• Problem to solve
Begin with the first line of the listing and quote every line through the one containing "committed the output;"; give only those lines.

:: Data records

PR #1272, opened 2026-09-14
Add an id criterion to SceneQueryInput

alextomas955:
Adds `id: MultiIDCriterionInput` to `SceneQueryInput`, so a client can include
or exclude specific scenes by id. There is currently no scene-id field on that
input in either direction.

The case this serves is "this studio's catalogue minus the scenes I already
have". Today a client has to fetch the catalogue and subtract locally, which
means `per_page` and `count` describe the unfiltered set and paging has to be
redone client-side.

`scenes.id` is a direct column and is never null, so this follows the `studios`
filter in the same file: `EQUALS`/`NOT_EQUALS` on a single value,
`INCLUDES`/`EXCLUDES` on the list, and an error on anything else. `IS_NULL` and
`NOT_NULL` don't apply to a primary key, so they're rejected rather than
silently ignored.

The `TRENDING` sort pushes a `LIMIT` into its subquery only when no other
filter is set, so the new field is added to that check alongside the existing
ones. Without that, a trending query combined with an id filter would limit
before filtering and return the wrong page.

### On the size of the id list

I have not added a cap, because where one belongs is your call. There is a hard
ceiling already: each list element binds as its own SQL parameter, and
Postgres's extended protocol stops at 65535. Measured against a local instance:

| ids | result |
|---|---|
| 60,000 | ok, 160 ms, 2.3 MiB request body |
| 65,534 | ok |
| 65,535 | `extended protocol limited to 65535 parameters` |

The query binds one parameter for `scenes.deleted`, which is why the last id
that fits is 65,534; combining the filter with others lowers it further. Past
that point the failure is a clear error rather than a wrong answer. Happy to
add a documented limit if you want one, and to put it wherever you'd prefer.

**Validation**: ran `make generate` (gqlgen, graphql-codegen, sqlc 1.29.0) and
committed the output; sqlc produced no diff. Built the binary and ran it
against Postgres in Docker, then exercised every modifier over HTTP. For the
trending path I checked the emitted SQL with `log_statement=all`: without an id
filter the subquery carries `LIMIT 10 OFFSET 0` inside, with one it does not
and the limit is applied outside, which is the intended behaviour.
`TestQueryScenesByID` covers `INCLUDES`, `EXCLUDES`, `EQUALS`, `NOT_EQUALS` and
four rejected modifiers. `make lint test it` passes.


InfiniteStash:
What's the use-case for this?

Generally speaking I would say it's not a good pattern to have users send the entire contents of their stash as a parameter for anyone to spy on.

::::

• Exercise output
PR #1272, opened 2026-09-14
Add an id criterion to SceneQueryInput

alextomas955:
Adds `id: MultiIDCriterionInput` to `SceneQueryInput`, so a client can include
or exclude specific scenes by id. There is currently no scene-id field on that
input in either direction.

The case this serves is "this studio's catalogue minus the scenes I already
have". Today a client has to fetch the catalogue and subtract locally, which
means `per_page` and `count` describe the unfiltered set and paging has to be
redone client-side.

`scenes.id` is a direct column and is never null, so this follows the `studios`
filter in the same file: `EQUALS`/`NOT_EQUALS` on a single value,
`INCLUDES`/`EXCLUDES` on the list, and an error on anything else. `IS_NULL` and
`NOT_NULL` don't apply to a primary key, so they're rejected rather than
silently ignored.

The `TRENDING` sort pushes a `LIMIT` into its subquery only when no other
filter is set, so the new field is added to that check alongside the existing
ones. Without that, a trending query combined with an id filter would limit
before filtering and return the wrong page.

### On the size of the id list

I have not added a cap, because where one belongs is your call. There is a hard
ceiling already: each list element binds as its own SQL parameter, and
Postgres's extended protocol stops at 65535. Measured against a local instance:

| ids | result |
|---|---|
| 60,000 | ok, 160 ms, 2.3 MiB request body |
| 65,534 | ok |
| 65,535 | `extended protocol limited to 65535 parameters` |

The query binds one parameter for `scenes.deleted`, which is why the last id
that fits is 65,534; combining the filter with others lowers it further. Past
that point the failure is a clear error rather than a wrong answer. Happy to
add a documented limit if you want one, and to put it wherever you'd prefer.

**Validation**: ran `make generate` (gqlgen, graphql-codegen, sqlc 1.29.0) and
committed the output; sqlc produced no diff. Built the binary and ran it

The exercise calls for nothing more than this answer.